(Dataset entries)

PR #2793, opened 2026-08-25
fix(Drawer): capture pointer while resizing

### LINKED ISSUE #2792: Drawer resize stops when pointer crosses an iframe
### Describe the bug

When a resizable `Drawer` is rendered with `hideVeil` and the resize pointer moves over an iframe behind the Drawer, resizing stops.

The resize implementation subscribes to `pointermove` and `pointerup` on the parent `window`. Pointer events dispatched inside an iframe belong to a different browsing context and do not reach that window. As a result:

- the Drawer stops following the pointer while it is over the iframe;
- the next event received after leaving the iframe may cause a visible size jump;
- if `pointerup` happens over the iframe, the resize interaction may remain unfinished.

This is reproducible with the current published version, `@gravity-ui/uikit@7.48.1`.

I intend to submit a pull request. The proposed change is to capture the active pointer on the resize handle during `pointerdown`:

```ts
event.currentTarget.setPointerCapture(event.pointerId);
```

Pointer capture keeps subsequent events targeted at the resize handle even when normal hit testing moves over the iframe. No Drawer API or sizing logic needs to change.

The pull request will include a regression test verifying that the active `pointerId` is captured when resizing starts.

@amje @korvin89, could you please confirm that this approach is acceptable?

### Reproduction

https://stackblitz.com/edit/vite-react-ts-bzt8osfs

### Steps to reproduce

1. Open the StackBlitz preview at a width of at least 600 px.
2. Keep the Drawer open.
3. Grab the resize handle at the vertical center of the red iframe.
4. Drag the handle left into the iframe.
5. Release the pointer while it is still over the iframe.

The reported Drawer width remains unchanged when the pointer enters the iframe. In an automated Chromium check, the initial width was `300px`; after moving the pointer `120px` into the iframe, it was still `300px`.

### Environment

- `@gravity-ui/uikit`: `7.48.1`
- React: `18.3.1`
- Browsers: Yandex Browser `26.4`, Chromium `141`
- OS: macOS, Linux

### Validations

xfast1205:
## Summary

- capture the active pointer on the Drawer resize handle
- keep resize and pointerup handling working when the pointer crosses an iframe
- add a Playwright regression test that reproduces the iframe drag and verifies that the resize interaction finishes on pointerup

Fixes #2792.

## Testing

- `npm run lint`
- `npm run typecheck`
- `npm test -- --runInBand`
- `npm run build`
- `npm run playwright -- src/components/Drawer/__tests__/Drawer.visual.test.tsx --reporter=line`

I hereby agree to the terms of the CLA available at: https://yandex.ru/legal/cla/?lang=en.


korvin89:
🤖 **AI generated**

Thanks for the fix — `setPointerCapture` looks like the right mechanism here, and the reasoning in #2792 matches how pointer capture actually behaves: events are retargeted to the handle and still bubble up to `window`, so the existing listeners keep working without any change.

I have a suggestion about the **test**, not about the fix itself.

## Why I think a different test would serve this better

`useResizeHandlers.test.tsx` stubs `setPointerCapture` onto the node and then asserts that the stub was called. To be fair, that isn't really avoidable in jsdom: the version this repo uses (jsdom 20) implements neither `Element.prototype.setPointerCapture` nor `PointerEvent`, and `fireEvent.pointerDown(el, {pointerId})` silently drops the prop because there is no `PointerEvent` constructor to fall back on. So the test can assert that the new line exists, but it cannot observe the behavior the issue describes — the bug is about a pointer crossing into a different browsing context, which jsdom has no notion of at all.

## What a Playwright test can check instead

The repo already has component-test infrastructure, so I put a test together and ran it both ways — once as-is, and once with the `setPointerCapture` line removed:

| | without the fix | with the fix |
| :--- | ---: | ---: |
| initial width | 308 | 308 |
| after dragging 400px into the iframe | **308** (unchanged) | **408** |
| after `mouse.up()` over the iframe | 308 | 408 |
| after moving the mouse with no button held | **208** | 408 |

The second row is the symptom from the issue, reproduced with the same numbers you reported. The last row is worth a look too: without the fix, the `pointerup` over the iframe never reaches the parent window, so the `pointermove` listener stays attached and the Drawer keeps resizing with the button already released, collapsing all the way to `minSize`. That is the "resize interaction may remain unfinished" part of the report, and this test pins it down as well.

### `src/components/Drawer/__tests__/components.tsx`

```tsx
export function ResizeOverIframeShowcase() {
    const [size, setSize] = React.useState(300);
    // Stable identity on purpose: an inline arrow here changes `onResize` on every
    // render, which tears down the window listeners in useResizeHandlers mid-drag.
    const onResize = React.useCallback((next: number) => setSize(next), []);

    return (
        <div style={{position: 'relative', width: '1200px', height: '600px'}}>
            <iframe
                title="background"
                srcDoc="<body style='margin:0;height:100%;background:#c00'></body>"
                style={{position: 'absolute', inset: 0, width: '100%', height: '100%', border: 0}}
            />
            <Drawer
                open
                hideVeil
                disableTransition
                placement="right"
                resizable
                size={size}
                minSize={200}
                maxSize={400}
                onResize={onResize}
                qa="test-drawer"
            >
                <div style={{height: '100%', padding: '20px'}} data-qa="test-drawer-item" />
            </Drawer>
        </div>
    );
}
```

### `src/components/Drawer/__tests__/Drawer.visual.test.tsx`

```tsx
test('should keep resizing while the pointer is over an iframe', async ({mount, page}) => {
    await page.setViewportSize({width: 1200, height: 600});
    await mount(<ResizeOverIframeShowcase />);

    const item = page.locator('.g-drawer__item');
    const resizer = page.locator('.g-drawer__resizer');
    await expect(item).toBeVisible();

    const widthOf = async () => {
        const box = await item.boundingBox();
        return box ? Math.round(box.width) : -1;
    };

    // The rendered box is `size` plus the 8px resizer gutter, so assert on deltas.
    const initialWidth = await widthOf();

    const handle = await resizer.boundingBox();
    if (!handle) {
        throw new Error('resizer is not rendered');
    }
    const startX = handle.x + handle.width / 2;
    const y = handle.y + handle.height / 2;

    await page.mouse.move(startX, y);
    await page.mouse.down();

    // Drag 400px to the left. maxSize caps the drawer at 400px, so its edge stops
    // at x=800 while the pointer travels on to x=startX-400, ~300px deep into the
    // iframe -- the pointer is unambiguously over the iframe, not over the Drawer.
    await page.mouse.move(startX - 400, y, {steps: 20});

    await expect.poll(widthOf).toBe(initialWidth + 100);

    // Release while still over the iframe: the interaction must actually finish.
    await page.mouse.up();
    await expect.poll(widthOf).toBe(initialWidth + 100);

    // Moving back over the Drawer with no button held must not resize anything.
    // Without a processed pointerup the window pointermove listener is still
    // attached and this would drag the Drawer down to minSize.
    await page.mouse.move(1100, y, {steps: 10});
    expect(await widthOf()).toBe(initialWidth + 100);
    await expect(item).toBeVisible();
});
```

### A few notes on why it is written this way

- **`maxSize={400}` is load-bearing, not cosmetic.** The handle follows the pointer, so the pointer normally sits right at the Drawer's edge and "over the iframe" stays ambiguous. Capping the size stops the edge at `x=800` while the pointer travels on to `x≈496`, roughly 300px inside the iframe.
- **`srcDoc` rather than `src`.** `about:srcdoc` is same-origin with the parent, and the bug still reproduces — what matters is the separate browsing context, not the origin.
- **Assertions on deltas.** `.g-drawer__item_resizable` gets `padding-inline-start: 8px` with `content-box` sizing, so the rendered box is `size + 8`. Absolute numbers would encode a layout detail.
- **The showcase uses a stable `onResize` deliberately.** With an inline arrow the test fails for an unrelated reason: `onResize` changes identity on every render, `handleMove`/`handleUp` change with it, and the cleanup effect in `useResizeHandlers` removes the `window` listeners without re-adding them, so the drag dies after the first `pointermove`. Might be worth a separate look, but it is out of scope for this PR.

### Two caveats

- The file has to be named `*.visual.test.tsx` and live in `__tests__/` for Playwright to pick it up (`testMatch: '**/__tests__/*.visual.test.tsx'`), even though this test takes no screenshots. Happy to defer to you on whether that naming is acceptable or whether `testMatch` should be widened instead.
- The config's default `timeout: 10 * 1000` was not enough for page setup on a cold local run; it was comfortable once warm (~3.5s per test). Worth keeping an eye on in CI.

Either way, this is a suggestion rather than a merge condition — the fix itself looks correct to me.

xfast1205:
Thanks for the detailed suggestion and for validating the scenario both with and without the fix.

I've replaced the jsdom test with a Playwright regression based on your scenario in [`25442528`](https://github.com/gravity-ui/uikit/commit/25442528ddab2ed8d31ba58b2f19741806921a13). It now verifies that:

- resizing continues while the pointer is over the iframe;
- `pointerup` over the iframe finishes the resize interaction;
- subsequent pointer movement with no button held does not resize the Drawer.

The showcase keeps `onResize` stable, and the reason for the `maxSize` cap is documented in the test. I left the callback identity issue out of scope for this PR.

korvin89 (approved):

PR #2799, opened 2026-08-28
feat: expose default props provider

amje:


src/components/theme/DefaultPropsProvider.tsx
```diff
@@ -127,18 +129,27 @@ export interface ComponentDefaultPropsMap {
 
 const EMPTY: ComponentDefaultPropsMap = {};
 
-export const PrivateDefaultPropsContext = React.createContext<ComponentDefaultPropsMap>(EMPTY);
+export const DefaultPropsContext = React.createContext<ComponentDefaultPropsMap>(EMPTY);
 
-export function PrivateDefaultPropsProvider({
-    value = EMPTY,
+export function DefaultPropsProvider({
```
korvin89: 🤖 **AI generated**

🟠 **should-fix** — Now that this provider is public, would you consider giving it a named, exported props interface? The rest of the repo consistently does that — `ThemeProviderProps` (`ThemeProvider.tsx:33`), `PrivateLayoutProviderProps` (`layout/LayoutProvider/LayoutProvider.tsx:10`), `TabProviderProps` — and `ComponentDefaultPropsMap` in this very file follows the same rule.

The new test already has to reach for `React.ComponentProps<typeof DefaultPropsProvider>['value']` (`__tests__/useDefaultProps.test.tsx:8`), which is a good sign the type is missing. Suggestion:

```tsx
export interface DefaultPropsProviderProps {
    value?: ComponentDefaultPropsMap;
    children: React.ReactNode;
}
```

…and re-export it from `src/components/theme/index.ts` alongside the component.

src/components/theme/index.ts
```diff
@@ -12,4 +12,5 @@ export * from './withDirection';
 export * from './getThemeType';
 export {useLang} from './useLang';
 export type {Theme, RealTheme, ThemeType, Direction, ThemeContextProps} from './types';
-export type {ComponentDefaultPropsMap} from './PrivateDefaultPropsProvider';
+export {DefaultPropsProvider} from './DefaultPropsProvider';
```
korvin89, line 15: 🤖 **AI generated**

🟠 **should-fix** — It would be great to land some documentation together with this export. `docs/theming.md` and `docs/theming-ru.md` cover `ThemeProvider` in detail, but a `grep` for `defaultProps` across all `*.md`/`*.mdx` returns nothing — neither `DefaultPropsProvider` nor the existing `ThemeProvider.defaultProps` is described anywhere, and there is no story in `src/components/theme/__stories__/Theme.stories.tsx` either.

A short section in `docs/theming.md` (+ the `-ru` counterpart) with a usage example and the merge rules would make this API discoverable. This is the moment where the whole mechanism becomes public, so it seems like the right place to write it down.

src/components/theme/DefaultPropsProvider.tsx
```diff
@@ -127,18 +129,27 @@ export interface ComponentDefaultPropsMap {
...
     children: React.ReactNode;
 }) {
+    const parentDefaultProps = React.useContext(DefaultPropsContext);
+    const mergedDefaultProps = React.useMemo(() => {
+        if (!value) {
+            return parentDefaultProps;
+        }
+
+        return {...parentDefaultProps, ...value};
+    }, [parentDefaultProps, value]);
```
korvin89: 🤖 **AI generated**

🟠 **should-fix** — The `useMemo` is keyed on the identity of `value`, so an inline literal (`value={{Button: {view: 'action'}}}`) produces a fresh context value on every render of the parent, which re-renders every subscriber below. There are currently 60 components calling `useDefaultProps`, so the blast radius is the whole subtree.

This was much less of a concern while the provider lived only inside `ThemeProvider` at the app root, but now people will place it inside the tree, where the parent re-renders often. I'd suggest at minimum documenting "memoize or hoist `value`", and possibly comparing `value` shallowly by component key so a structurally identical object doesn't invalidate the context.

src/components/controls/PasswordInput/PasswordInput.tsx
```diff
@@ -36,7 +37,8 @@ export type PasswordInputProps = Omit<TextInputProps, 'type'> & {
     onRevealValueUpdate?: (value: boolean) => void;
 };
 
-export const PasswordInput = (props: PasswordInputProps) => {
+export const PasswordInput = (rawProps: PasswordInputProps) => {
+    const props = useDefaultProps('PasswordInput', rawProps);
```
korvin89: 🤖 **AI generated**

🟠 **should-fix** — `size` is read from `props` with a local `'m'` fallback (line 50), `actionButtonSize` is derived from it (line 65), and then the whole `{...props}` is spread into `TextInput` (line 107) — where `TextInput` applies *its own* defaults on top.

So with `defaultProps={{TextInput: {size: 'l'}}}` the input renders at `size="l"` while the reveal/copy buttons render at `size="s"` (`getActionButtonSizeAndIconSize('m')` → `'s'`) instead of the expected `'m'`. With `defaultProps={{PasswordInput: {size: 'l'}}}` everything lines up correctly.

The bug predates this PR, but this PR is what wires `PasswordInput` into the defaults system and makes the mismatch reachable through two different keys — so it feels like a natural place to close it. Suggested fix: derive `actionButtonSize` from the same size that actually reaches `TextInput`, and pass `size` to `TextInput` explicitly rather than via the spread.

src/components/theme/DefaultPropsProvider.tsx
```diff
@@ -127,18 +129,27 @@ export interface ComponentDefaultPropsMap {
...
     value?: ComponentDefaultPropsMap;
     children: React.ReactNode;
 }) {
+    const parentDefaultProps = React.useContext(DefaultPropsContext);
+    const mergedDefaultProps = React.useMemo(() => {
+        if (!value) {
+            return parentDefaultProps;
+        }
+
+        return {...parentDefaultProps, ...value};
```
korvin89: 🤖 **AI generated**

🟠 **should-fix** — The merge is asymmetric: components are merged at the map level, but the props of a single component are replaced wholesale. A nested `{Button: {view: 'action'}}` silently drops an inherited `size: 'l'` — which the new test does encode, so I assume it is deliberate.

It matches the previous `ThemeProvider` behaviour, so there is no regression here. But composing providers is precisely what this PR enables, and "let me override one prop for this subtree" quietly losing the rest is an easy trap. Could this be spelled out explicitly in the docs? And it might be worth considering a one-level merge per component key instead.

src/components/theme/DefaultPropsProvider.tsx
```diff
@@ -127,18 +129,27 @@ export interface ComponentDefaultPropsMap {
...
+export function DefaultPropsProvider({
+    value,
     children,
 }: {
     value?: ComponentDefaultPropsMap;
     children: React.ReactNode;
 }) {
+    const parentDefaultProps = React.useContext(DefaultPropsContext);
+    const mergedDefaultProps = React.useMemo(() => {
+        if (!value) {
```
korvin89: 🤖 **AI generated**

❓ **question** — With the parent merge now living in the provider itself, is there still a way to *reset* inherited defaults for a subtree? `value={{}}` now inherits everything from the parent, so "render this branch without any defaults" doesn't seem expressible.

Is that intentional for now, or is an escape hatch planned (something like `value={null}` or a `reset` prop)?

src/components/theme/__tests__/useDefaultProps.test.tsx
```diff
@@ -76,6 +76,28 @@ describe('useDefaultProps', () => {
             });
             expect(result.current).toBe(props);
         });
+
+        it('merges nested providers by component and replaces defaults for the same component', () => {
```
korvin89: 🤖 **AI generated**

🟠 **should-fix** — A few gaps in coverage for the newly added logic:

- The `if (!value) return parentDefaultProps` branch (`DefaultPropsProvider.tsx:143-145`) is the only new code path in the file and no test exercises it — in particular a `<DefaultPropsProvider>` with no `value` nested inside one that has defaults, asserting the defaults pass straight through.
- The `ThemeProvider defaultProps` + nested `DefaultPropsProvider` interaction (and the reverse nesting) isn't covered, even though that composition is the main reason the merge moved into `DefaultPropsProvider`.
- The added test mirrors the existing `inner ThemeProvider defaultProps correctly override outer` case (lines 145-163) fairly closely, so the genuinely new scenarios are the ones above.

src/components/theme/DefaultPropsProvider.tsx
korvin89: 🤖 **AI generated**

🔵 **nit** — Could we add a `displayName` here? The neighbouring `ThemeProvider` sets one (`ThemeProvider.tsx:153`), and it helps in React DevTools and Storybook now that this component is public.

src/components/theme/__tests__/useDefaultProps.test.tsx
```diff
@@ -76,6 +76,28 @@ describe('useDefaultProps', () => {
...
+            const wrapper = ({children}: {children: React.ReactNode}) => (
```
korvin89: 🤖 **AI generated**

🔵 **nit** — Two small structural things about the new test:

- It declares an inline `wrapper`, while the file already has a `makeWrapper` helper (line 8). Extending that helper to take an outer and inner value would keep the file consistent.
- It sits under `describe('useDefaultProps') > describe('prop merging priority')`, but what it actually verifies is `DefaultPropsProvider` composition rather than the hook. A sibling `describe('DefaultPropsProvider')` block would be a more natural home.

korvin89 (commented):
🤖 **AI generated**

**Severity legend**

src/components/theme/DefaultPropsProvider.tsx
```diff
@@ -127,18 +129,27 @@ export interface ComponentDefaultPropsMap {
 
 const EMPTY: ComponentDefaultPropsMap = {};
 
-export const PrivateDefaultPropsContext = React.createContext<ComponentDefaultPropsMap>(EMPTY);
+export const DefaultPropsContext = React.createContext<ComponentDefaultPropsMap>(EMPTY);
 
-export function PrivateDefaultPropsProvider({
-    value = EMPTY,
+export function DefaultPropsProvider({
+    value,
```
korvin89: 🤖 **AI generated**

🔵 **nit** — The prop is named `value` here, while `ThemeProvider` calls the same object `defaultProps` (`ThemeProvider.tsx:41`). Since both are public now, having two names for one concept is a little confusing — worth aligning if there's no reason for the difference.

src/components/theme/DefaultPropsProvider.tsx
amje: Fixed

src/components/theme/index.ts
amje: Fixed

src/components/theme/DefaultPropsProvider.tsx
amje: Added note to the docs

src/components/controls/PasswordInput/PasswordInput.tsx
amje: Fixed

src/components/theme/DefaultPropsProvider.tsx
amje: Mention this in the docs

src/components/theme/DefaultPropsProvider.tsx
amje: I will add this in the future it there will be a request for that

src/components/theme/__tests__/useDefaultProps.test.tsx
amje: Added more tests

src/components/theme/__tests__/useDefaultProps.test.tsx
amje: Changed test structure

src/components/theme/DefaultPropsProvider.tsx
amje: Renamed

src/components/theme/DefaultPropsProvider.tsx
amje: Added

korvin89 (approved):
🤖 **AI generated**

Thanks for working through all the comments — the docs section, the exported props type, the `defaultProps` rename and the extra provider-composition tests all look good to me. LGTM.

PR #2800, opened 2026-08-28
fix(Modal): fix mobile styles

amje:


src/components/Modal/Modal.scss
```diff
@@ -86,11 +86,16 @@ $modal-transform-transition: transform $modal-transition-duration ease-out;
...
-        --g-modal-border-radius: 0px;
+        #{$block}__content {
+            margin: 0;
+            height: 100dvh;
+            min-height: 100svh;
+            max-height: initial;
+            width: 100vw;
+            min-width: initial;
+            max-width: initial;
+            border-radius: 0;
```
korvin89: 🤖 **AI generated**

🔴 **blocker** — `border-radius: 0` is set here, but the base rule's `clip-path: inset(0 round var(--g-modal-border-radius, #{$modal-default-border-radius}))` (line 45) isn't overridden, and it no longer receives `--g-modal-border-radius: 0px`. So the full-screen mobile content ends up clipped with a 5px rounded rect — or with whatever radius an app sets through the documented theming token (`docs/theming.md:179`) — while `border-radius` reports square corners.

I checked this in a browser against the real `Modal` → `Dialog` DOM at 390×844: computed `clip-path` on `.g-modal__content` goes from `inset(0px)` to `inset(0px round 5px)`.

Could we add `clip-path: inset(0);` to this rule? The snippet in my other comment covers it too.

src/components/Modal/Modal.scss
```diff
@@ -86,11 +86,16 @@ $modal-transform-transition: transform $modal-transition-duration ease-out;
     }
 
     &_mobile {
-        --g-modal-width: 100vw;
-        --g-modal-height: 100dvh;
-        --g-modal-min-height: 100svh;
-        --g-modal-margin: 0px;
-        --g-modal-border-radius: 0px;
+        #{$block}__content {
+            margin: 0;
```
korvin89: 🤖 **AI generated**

TASK DETAILS
In the answer, give the lines from the first line of the data through the line with "### Reproduction", exactly as they appear and with no additions.

COMPLETED EXERCISE
PR #2793, opened 2026-08-25
fix(Drawer): capture pointer while resizing

### LINKED ISSUE #2792: Drawer resize stops when pointer crosses an iframe
### Describe the bug

When a resizable `Drawer` is rendered with `hideVeil` and the resize pointer moves over an iframe behind the Drawer, resizing stops.

The resize implementation subscribes to `pointermove` and `pointerup` on the parent `window`. Pointer events dispatched inside an iframe belong to a different browsing context and do not reach that window. As a result:

- the Drawer stops following the pointer while it is over the iframe;
- the next event received after leaving the iframe may cause a visible size jump;
- if `pointerup` happens over the iframe, the resize interaction may remain unfinished.

This is reproducible with the current published version, `@gravity-ui/uikit@7.48.1`.

I intend to submit a pull request. The proposed change is to capture the active pointer on the resize handle during `pointerdown`:

```ts
event.currentTarget.setPointerCapture(event.pointerId);
```

Pointer capture keeps subsequent events targeted at the resize handle even when normal hit testing moves over the iframe. No Drawer API or sizing logic needs to change.

The pull request will include a regression test verifying that the active `pointerId` is captured when resizing starts.

@amje @korvin89, could you please confirm that this approach is acceptable?

### Reproduction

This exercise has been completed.